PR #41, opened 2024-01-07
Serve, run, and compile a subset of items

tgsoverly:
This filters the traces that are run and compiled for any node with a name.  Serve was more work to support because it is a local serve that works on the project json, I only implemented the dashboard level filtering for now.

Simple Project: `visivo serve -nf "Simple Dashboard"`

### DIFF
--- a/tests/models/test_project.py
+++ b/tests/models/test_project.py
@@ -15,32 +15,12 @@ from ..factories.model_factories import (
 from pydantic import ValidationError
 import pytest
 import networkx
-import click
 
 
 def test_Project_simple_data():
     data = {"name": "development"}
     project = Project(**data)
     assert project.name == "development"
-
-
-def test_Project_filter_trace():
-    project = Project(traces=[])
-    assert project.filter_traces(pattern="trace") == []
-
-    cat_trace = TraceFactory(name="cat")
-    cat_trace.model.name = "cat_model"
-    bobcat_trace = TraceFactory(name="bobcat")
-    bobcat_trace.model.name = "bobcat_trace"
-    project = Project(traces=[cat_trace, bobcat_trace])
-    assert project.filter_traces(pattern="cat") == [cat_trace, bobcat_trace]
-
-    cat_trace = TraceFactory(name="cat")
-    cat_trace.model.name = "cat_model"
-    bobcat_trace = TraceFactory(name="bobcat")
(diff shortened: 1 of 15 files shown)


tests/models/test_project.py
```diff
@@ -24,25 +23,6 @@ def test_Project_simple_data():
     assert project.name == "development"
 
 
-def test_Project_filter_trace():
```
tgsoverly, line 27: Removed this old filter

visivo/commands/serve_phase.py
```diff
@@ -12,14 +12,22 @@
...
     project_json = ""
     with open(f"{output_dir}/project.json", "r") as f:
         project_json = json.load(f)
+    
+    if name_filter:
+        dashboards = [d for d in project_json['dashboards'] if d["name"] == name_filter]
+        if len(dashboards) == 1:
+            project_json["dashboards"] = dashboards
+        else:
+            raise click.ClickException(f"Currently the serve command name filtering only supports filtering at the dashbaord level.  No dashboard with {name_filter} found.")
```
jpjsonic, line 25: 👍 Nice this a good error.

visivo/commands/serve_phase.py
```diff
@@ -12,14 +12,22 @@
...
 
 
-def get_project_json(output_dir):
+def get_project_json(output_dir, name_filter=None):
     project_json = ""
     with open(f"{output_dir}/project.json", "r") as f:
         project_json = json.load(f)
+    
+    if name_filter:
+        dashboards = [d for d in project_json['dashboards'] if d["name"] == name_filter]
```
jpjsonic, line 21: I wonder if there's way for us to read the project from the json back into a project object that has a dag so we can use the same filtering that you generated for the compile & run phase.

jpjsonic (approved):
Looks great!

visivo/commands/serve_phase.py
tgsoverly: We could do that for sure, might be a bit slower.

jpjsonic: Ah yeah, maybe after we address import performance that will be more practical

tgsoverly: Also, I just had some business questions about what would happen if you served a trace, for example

==

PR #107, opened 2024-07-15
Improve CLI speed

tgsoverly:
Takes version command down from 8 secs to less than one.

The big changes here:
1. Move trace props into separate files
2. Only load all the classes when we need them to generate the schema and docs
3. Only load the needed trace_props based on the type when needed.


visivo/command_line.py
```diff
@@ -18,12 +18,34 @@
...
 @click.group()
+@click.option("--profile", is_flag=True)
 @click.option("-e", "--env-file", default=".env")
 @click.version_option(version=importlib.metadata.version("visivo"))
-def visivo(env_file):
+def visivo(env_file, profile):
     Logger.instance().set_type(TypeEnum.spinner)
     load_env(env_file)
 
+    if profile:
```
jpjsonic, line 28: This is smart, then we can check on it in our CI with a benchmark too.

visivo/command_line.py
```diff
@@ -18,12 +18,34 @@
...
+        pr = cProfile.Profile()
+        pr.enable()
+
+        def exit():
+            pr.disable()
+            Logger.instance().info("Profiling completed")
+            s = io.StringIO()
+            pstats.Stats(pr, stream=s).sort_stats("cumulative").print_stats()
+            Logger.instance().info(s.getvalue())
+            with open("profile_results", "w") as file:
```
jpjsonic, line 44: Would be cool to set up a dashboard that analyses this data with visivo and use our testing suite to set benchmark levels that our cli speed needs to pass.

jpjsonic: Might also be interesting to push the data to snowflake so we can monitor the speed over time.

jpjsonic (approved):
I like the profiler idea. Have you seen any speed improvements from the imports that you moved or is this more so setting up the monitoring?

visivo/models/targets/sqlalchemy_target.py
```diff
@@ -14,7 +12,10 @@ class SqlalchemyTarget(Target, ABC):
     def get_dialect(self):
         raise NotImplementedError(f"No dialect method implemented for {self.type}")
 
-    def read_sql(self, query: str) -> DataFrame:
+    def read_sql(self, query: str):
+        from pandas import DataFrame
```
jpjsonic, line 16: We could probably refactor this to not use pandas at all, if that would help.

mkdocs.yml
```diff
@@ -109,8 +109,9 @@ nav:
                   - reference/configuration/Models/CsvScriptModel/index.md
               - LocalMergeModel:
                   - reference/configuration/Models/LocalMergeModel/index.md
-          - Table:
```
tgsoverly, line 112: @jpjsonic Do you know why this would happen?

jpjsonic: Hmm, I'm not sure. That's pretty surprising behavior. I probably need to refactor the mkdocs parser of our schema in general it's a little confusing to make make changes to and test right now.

### What is being asked
A single number, please: the count of lines above that contain the string "refactor".

### Solved problem
2